Twitter said on Tuesday that it open sourced a tool called AnomalyDetection that can discover when unexpected activity occurs that may negatively impact Twitter’s service, such as traffic spikes or spam bots.
AnomalyDetection, which is an R programming package, helps [company]Twitter[/company] scan for the big traffic influxes that might take place during times of breaking news, major sports events like the World Series and the holiday season. It can also unearth spammers who are generating bad statistics regarding common Twitter metrics like the number of favorites or followers a person might have.

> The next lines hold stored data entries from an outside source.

PR #172, opened 2026-05-24
fix: add depth limit to calc expression parser to prevent stack overflow

### LINKED ISSUE #170: [bug] calc: unbounded paren nesting in expression evaluator overflows stack & aborts genie-core daemon
### Summary

The `calculate` tool's expression evaluator in `crates/genie-core/src/tools/calc.rs` is a hand-written recursive-descent parser with **no depth limit**. Each `(` in the input recurses one level deeper through the mutually-recursive `parse_expr` → `parse_term` → `parse_factor` chain. With Tokio's default 2 MiB worker thread stack, an input with ~3000+ nested parentheses overflows the stack, and Rust's runtime calls `abort()` immediately — no panic, no unwind, no catch — so the **whole `genie-core` daemon dies** (exit 134 / SIGABRT under systemd) regardless of the `panic = "abort"` profile. Any user with chat access can trigger it via a `calculate` tool call (or via prompt injection through `web_search` / `memory_recall` content the LLM forwards into a tool call). This is a denial-of-service against the household appliance reachable from a single chat message of ~10 KB.

### Steps to reproduce

1. Build and start `genie-core` against any working LLM backend (the crash happens entirely in the tool dispatch step on the local daemon, so the LLM backend just needs to be reachable enough for the `/api/chat` round-trip to dispatch the tool):

   ```bash
   GENIEPOD_CONFIG=deploy/config/geniepod.dev.toml ./target/release/genie-core
   ```

2. Send a chat message that nudges the LLM into calling `calculate` with a deeply nested expression. The simplest form: a message that includes the deeply nested expression verbatim, since most local LLMs forward it into the tool call:

   ```bash
   PAYLOAD=$(python3 -c 'print("calculate " + "("*5000 + "1" + ")"*5000)')
     -d "$(python3 -c "import json,sys; print(json.dumps({'message': sys.argv[1]}))" "$PAYLOAD")"
   ```

3. Observe the daemon log:

   ```
   thread '<unknown>' has overflowed its stack
   fatal runtime error: stack overflow, aborting
   ```

4. Under systemd, the unit aborts and respawns:

   ```bash
   systemctl status genie-core
   # → Active: active (running) since … (just respawned)
   journalctl -u genie-core -n 20
   # → "fatal runtime error: stack overflow, aborting" immediately before the unit restart
   ```

5. The user's HTTP request fails with a dropped connection / 500. The original tool call was never recorded in `safety/actuation-audit.jsonl` (calculate is not an actuation), and there's no chat reply.

6. Standalone reproducer that doesn't need a running daemon — confirms the crash mode in the parser itself, on a 2 MiB stack matching Tokio's worker:

   ```bash
   # /tmp/calc_overflow_test.rs (standalone copy of calc.rs's recursive parser,
   # run on a 2 MiB stack to mirror tokio's worker thread)
   rustc -C opt-level=0 /tmp/calc_overflow_test.rs -o /tmp/calc_overflow_test
   /tmp/calc_overflow_test
   # depth=   100 -> ok = 1
   # depth=  1000 -> ok = 1
   # thread '<unknown>' has overflowed its stack
   # fatal runtime error: stack overflow, aborting
   # (exit code: 134 == SIGABRT)
   ```

### Expected behavior

- The expression evaluator places a hard cap on parenthesis nesting depth (e.g. `MAX_PAREN_DEPTH = 64`, with headroom under the ~3000-frame stack cliff).
- Inputs exceeding the cap return a safe `Err("nested parentheses too deep")` from `evaluate()`, which the tool dispatcher surfaces as a normal "calculate failed: nested parentheses too deep" tool result — same shape as `Err("division by zero")` or `Err("invalid number: ...")` returns from elsewhere in the file.
- The daemon process never terminates because of evaluator input. No `genie-core.service` respawn. The user gets a clean error in their chat reply.
- All other behaviours of `evaluate()` are unchanged: realistic nested expressions (`(((1 + 2) * 3) - ((4 + 5) / 6))`, well under the cap) still parse and produce the correct numeric result; long *non-paren* chains (`1 + 1 + 1 + ... + 1` with thousands of terms) still parse via the existing iterative `while` loops in `parse_expr` / `parse_term`, with no false rejection.

### Actual behavior

- `parse_factor` at [`calc.rs:159-181`](crates/genie-core/src/tools/calc.rs#L159-L181) handles `Token::LParen` by recursing into `parse_expr` with no depth tracking:

  ```rust
  Token::LParen => {
      *pos += 1;
      let result = parse_expr(tokens, pos)?;   // unbounded recursion
      if *pos >= tokens.len() || !matches!(tokens[*pos], Token::RParen) {
          return Err("missing closing parenthesis".to_string());
      }
      *pos += 1;
      Ok(result)
  }
  ```

- For input with N nested `(`, the call stack grows to depth ~N (with three frames per `(`: `parse_expr` → `parse_term` → `parse_factor`). Empirically: ~1000 depth fits within Tokio's 2 MiB worker stack, ~5000 depth aborts.
- Rust's stack-overflow handler (which detects the guard-page hit) calls `abort()` directly. There's no `catch_unwind` recovery path — `panic = "abort"` is irrelevant because no panic is raised; the runtime aborts via libc.
- The crash is reachable from any code that calls `crate::tools::calc::evaluate(expression)`. Today that's the `calculate` tool branch in `crates/genie-core/src/tools/dispatch.rs` (the `exec_calculate` handler), which is dispatched whenever the LLM emits `{"name": "calculate", "args": {"expression": "..."}}`. Reachability:
  - **Direct user chat** — a user who types or pastes a deeply-nested expression and the LLM forwards it into the tool call.
  - **Prompt injection** — a `web_search` result page or a recalled `memory` row that contains a `calculate` directive, which the LLM may emit on a subsequent turn.

### Hardware

Non-Jetson (x86_64 dev / cross-build host). Reproduces identically on Jetson — the bug is in pure parser logic, no hardware path. On Jetson the cost is higher: stack-overflow → SIGABRT → systemd respawn re-loads model weights (model swap-in cost on Orin Nano is ~10-30 s), so a single hostile input costs the user ~10-30 s of chat downtime per shot, repeatable.

### JetPack / L4T version

v1.0.0-alpha.9 / `main` @ `crates/genie-core/src/tools/calc.rs:108-181` (the `parse_expr` / `parse_term` / `parse_factor` mutual recursion).

### Relevant logs

```shell
# release build under systemd, hostile payload via /api/chat
$ journalctl -u genie-core --since '1 minute ago'
… genie-core[12345]: thread '<unknown>' has overflowed its stack
… genie-core[12345]: fatal runtime error: stack overflow, aborting
… systemd[1]: genie-core.service: Main process exited, code=killed, status=6/ABRT
… systemd[1]: genie-core.service: Failed with result 'signal'.
… systemd[1]: genie-core.service: Scheduled restart job, restart counter is at N.
… genie-core[12378]: INFO  GeniePod core starting
```

```shell
# standalone reproducer (mirrors the buggy parser, no genie-core build needed):
$ /tmp/calc_overflow_test
depth=   100 -> ok = 1
depth=  1000 -> ok = 1
thread '<unknown>' has overflowed its stack
fatal runtime error: stack overflow, aborting
$ echo $?
134
```

### Additional context

**Symptom users see:**
1. *Daemon abort on a single chat message.* Any chat input that nudges the LLM into emitting a `calculate` call with deeply-nested parens (or that contains the nested expression verbatim, which most local LLMs faithfully forward into tool args) aborts the daemon. The user's chat request fails with a dropped connection or a generic 500; systemd respawns; on Jetson, model weights have to reload, so the assistant is unavailable for ~10-30 s. The user has no obvious way to know the daemon crashed — they just see "no reply."
2. *Reachable via prompt injection.* The same crash can be triggered through any content path that the LLM may echo into a tool call: a malicious `web_search` result page, a poisoned `memory_recall` row, a Telegram message that the agent summarises by tool call. The hostile payload is well under 10 KB and easily fits inside the ~64 KiB HTTP body budget.
3. *Repeatable DoS.* Each attack costs ~10-30 s on Jetson (respawn + model reload). A single malicious user with sustained chat access can keep the appliance offline indefinitely with one message every ~30 s.

**Why this is in the same severity class as #147 / PR #150 and #168 / PR #169:**
Both of those bugs were UTF-8 byte-slice **panics** that, under `panic = "abort"`, killed the daemon. This bug is a **stack-overflow abort**, which is even more direct — the panic strategy is irrelevant because Rust's runtime aborts via libc without involving the panic machinery. Same end-state for the operator (daemon goes down), same trigger profile (a single hostile input string), same class of fix shape (bound the unbounded operation).

- `crates/genie-core/src/tools/calc.rs::tests` has no fixture with more than three levels of parens (`nested_parens` test, [calc.rs:213-216](crates/genie-core/src/tools/calc.rs#L213-L216): `"((2 + 3) * (4 - 1))"`). The crash starts somewhere around ~1500-3000 levels — far past any realistic chat expression but a single `python -c 'print("("*5000 + "1" + ")"*5000)'` away from a real attack.
- The CI matrix runs `cargo test` and `cargo clippy`; neither flags unbounded recursion. Clippy has `clippy::recursive_function` but it's allow-by-default and would need explicit opt-in.

**Files to touch:**
- `crates/genie-core/src/tools/calc.rs`:
  - Add `const MAX_PAREN_DEPTH: usize = 64;` near the `Token` enum (well under the empirical ~3000-frame stack cliff, plenty for any realistic expression).
  - Thread a `depth: usize` parameter through `parse_expr`, `parse_term`, `parse_factor`.
  - In `parse_factor`'s `Token::LParen` branch (the only place the recursion deepens), bump depth and check it before the recursive call:

    ```rust
    Token::LParen => {
        if depth >= MAX_PAREN_DEPTH {
            return Err("nested parentheses too deep".to_string());
        }
        *pos += 1;
        let result = parse_expr(tokens, pos, depth + 1)?;
        ...
    }
    ```

  - Update the public `evaluate()` to pass `0` as the initial depth.
- `crates/genie-core/src/tools/calc.rs` tests — add five regressions:
  - `parens_at_the_documented_max_depth_succeed` — `("(" * 64) + "1" + (")" * 64)` evaluates to `1.0`.
  - `parens_one_past_max_depth_return_a_safe_error` — 65 levels returns `Err("nested parentheses too deep")`, not a panic.
  - `realistic_complex_expression_well_below_limit_still_works` — `(((1 + 2) * 3) - ((4 + 5) / 6))` still passes, asserting exact f64 result.
  - `non_paren_recursion_is_unaffected` — `"1" + " + 1".repeat(5000)` (no parens, parsed via the iterative `while` loop in `parse_expr` / `parse_term`) returns `5001.0`. Guards against an over-eager depth check that misclassifies non-paren chains.
  - `attacker_payload_does_not_overflow_the_stack` — `"(".repeat(5000) + "1" + ")".repeat(5000)` returns `Err`, NOT a process abort. Run inside `std::thread::Builder::new().stack_size(2 * 1024 * 1024).spawn(...)` to match Tokio worker stack. Today this test would abort the test process (and take CI with it).

**Acceptance (PR):**
- `cargo test -p genie-core --lib tools::calc` — existing 7 tests still pass, 5 new tests pass.
- Building `genie-core` in `--release` and POSTing the curl payload from "Steps to reproduce" no longer aborts the daemon; `/api/chat` returns the LLM's reply containing the calculator's `"nested parentheses too deep"` error in a normal tool result envelope.
- The standalone reproducer (`/tmp/calc_overflow_test.rs`) — run on a 2 MiB stack — now returns `Err` at depth 5000 instead of SIGABRT.
- No regression in the existing `basic_arithmetic` / `order_of_operations` / `decimals` / `negative_numbers` / `nested_parens` / `division_by_zero` / `complex_expression` tests.

**Timing:** Standalone — no upstream PRs touch `calc.rs` (one commit ever on this file: `0a7363b Scaffold genie-core workspace and deployment assets`). Lands independently of any open PR.

**Real Behavior Proof:** `cargo test -p genie-core --lib tools::calc` showing the 5 new tests pass alongside the 7 existing tests. Plus the standalone reproducer's before/after output: today aborts at depth ~1500-3000; after the fix returns `Err("nested parentheses too deep")` at exactly depth 65 and successfully parses at depth 64.

**Related:** #147 / PR #150 (UTF-8 byte-slice panic in `llm::openai_compat::truncate_body`) and #168 / PR #169 (UTF-8 byte-slice panic in `conversation::append`) are the closest precedents — both are "a single user-provided input string aborts the daemon" bugs in different subsystems, and both have been accepted as real bugs. This report extends the same severity class to the calculator's unbounded recursion. Unrelated to #131/#132 (audit IO drops), #143/#144 (memory FTS off-by-one), or #148 (governor systemctl exit-status check) — those are different subsystems.

pantashasibuan6012-boop:
## Fix: Add depth limit to calc expression parser

Fixes #170

### Problem

The `calculate` tool's expression evaluator uses a hand-written recursive-descent parser with **no depth limit**. Each `(` in the input recurses one level deeper through the mutually-recursive `parse_expr` → `parse_term` → `parse_factor` chain. With Tokio's default 2 MiB worker thread stack, an input with ~3000+ nested parentheses overflows the stack, causing the **entire `genie-core` daemon to abort** (SIGABRT).

### Solution

Added a `depth` parameter to the recursive parse functions and a `MAX_DEPTH = 128` constant:

1. **Added `MAX_DEPTH = 128`** — allows reasonable nesting while preventing stack overflow
2. **Added `depth` parameter** to `parse_expr`, `parse_term`, `parse_factor`
3. **Check depth in `parse_factor`** — returns clear error message when limit exceeded
4. **Added tests** for deeply nested expressions

### How it works

- Each `(` increments the depth counter
- When depth exceeds MAX_DEPTH, returns `Err("expression nesting too deep")` instead of recursing
- Prevents stack overflow while allowing legitimate use cases (128 levels is more than enough)

### Testing

Added two new tests:
- `deeply_nested_parens_returns_error` — verifies 5000 nested parens returns error instead of crashing
- `max_depth_boundary` — verifies exactly-at-limit works and one-over fails

### Impact

- **Before**: Any user with chat access can crash the daemon with a ~10KB message
- **After**: Deeply nested expressions return a clear error, daemon stays alive

### DIFF
--- a/crates/genie-core/src/tools/calc.rs
+++ b/crates/genie-core/src/tools/calc.rs
@@ -5,7 +5,7 @@
 pub fn evaluate(expr: &str) -> Result<f64, String> {
     let tokens = tokenize(expr)?;
     let mut pos = 0;
-    let result = parse_expr(&tokens, &mut pos)?;
+    let result = parse_expr(&tokens, &mut pos, 0)?;
 
     if pos < tokens.len() {
         return Err(format!("unexpected token: {:?}", tokens[pos]));
@@ -13,6 +13,10 @@ pub fn evaluate(expr: &str) -> Result<f64, String> {
 
     Ok(result)
 }
+
+/// Maximum nesting depth for parentheses. Prevents stack overflow from
+/// deeply nested expressions like "(((...)))" that would abort the process.
+const MAX_DEPTH: usize = 128;
 
 #[derive(Debug, Clone)]
 enum Token {
@@ -110,18 +114,18 @@ fn tokenize(input: &str) -> Result<Vec<Token>, String> {
 }
 
 // Recursive descent: expr → term ((+|-) term)*
-fn parse_expr(tokens: &[Token], pos: &mut usize) -> Result<f64, String> {
-    let mut result = parse_term(tokens, pos)?;
+fn parse_expr(tokens: &[Token], pos: &mut usize, depth: usize) -> Result<f64, String> {
+    let mut result = parse_term(tokens, pos, depth)?;
 
     while *pos < tokens.len() {
         match tokens[*pos] {
             Token::Plus => {
                 *pos += 1;
-                result += parse_term(tokens, pos)?;
+                result += parse_term(tokens, pos, depth)?;
             }
             Token::Minus => {
                 *pos += 1;
-                result -= parse_term(tokens, pos)?;
+                result -= parse_term(tokens, pos, depth)?;
             }
             _ => break,
         }
@@ -131,18 +135,18 @@ fn parse_expr(tokens: &[Token], pos: &mut usize) -> Result<f64, String> {
 }
 
 // term → factor ((*|/) factor)*
-fn parse_term(tokens: &[Token], pos: &mut usize) -> Result<f64, String> {
-    let mut result = parse_factor(tokens, pos)?;
+fn parse_term(tokens: &[Token], pos: &mut usize, depth: usize) -> Result<f64, String> {
+    let mut result = parse_factor(tokens, pos, depth)?;
 
     while *pos < tokens.len() {
         match tokens[*pos] {
             Token::Star => {
                 *pos += 1;
-                result *= parse_factor(tokens, pos)?;
+                result *= parse_factor(tokens, pos, depth)?;
             }
             Token::Slash => {
                 *pos += 1;
-                let divisor = parse_factor(tokens, pos)?;
+                let divisor = parse_factor(tokens, pos, depth)?;
                 if divisor == 0.0 {
                     return Err("division by zero".to_string());
                 }
@@ -156,7 +160,7 @@ fn parse_term(tokens: &[Token], pos: &mut usize) -> Result<f64, String> {
 }
 
 // factor → NUMBER | '(' expr ')'
-fn parse_factor(tokens: &[Token], pos: &mut usize) -> Result<f64, String> {
+fn parse_factor(tokens: &[Token], pos: &mut usize, depth: usize) -> Result<f64, String> {
     if *pos >= tokens.len() {
         return Err("unexpected end of expression".to_string());
     }
@@ -168,8 +172,14 @@ fn parse_factor(tokens: &[Token], pos: &mut usize) -> Result<f64, String> {
             Ok(val)
         }
         Token::LParen => {
+            if depth >= MAX_DEPTH {
+                return Err(format!(
+                    "expression nesting too deep (max {} levels)",
+                    MAX_DEPTH
+                ));
+            }
             *pos += 1;
-            let result = parse_expr(tokens, pos)?;
+            let result = parse_expr(tokens, pos, depth + 1)?;
             if *pos >= tokens.len() || !matches!(tokens[*pos], Token::RParen) {
                 return Err("missing closing parenthesis".to_string());
             }
@@ -224,5 +234,25 @@ mod tests {
     fn complex_expression() {
         let result = evaluate("(100 - 32) * 5 / 9").unwrap();
         assert!((result - 37.778).abs() < 0.01); // Fahrenheit to Celsius
+    }
+
+    #[test]
+    fn deeply_nested_parens_returns_error() {
+        // This would overflow the stack without the depth limit
+        let deeply_nested = "(".repeat(5000) + "1" + &")".repeat(5000);
+        let result = evaluate(&deeply_nested);
+        assert!(result.is_err());
+        assert!(result.unwrap_err().contains("nesting too deep"));
+    }
+
+    #[test]
+    fn max_depth_boundary() {
+        // Exactly at MAX_DEPTH should work
+        let at_limit = "(".repeat(MAX_DEPTH) + "1" + &")".repeat(MAX_DEPTH);
+        assert!(evaluate(&at_limit).is_ok());
+
+        // One over should fail
+        let over_limit = "(".repeat(MAX_DEPTH + 1) + "1" + &")".repeat(MAX_DEPTH + 1);
+        assert!(evaluate(&over_limit).is_err());
     }
 }


ai-hpc:
Reviewed. This is a duplicate of the older calculator depth-cap fix in #171, which has now been reviewed, machine-tested by CI, and merged. This PR only has the failed PR body checklist and no machine test run, so I am closing the untested duplicate.

Thanks @pantashasibuan6012-boop.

Although this may sound similar to the recently open-sourced BreakoutDetection tool that Twitter detailed in October, the main difference is that a breakout refers to when there is a sudden shift of activity that results in “two steady states and an intermediate transition period,” according to a Twitter posting on BreakoutDetection. An anomaly, on the other hand, can be described as an unusual data point as opposed to the changing of a state. Twitter said the tools are complementary to each other.
Detecting anomalies presents an interesting challenge to Twitter because the social-networking service studies traffic trends across different lengths of time and locations. If Twitter were to try to scan for unusual activity during a long period of time (let’s say 12 months), anomalies that might be discovered in a smaller chunk of time could be “masked” and “more difficult to detect in a robust fashion,” the post on AnomalyDetection explains.
And not all anomalies are created equal. Some are positive, like an increase of tweets during a popular event, and some are negative, like a “point-in-time decrease in QPS (queries per second),” which could indicate a hardware or data-collection problem.
AnomalyDetection is open sourced through the GNU public license and is available to download via GitHub.